PR #2880, opened 2026-09-10
test/e2e: run upstream tests from osc-release branch

wainersm:
The run_upstream_tests.sh which is a wrapper around kata containers tests currently tracks the downstrem tree (openshift/kata-containers) and main branch. It is wrong to use the main branch, so the primary goal here is to switch to osc-release (the correct one, the devel branch). As the branch was switched, the execution of the tests broken completely so I had to work on a fix. Apart from the fix, new tests were present on the new branch so I had to re-evaluate the list of tests (include new ones, remove flaky tests).

The full profile was executed 5x on the same cluster that was in turn built by one of our current prow jobs

### DIFF
--- a/test/e2e/run_upstream_tests.sh
+++ b/test/e2e/run_upstream_tests.sh
@@ -12,6 +12,12 @@ export AUTO_GENERATE_POLICY="no"
 export CONTAINER_RUNTIME="crio"
 export K8S_TEST_DEBUG="false"
 
+# RuntimeClass the workloads should run on. Upstream kata-containers uses a
+# kata-${KATA_HYPERVISOR} naming schema (e.g. kata-qemu), whereas OSC uses a
+# different one (kata, kata-remote, kata-cc, ...) and always defines "kata" as
+# the default. See the normalization step below.
+OSC_RUNTIMECLASS="${OSC_RUNTIMECLASS:-kata}"
+
 usage() {
     cat <<EOF
 Usage: $(basename "$0") [options]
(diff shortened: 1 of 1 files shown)


test/e2e/run_upstream_tests.sh
```diff
@@ -205,6 +218,18 @@ if [[ "$SKIP_SETUP" != "true" ]]; then
...
+    # The osc-release setup.sh rewrites the fixtures' `runtimeClassName: kata` to
+    # kata-${KATA_HYPERVISOR} (e.g. kata-qemu), but OSC exposes RuntimeClasses
+    # named kata, kata-remote, kata-cc, ... with "${OSC_RUNTIMECLASS}" (handler
+    # "kata") as the default. Without this, every pod is rejected with
+    # `RuntimeClass "kata-qemu" not found`.
+    echo "Pointing test workloads at the '${OSC_RUNTIMECLASS}' RuntimeClass..."
+    find runtimeclass_workloads_work -type f \
+        \( -name '*.yaml' -o -name '*.yaml.in' \) -print0 |
+        xargs -0 --no-run-if-empty sed -i -E \
+            "s/^([[:space:]]*runtimeClassName:[[:space:]]+)kata(-[^[:space:]]*)?[[:space:]]*\$/\1${OSC_RUNTIMECLASS}/"
```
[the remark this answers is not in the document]
wainersm: That is script is not exposed to malicious users, so not going to address that.

test/e2e/run_upstream_tests.sh
```diff
@@ -205,6 +211,18 @@ if [[ "$SKIP_SETUP" != "true" ]]; then
     echo "Running upstream setup.sh..."
     bash setup.sh || exit 1
 
+    # --- Point workloads at the OSC RuntimeClass ---
+    # The osc-release setup.sh rewrites the fixtures' `runtimeClassName: kata` to
```
ldoktor: This should probably state `The kata-containers's setup.sh` or even `The upstream kata-containers's setup.sh` to emphasize we don't have control over this file and need to keep this workaround.

test/e2e/run_upstream_tests.sh
```diff
@@ -205,6 +211,18 @@ if [[ "$SKIP_SETUP" != "true" ]]; then
...
+    # kata-${KATA_HYPERVISOR} (e.g. kata-qemu), but OSC exposes RuntimeClasses
+    # named kata, kata-remote, kata-cc, ... with "${OSC_RUNTIMECLASS}" (handler
```
ldoktor: This can be probably also better worded, like `OSC uses different naming but always defines the default one as "kata"` or something like that.

ldoktor:
Overall looks good to me, but I'd suggest improving the comments to emphasize why the workaround is needed (it's a different naming schema compare to upstream). As for the functional test failure, I'd suggest rebasing the PR as there were quite a few changes to prow recently.

test/e2e/run_upstream_tests.sh
wainersm: done

test/e2e/run_upstream_tests.sh
wainersm: done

++++++++++

§ **TRY IT**
In the reply, include exactly the lines from the beginning of the entries above through the line holding "The full profile", and nothing besides.

§ **SOLUTION TO THIS PROBLEM**
PR #2880, opened 2026-09-10
test/e2e: run upstream tests from osc-release branch

wainersm:
The run_upstream_tests.sh which is a wrapper around kata containers tests currently tracks the downstrem tree (openshift/kata-containers) and main branch. It is wrong to use the main branch, so the primary goal here is to switch to osc-release (the correct one, the devel branch). As the branch was switched, the execution of the tests broken completely so I had to work on a fix. Apart from the fix, new tests were present on the new branch so I had to re-evaluate the list of tests (include new ones, remove flaky tests).

The full profile was executed 5x on the same cluster that was in turn built by one of our current prow jobs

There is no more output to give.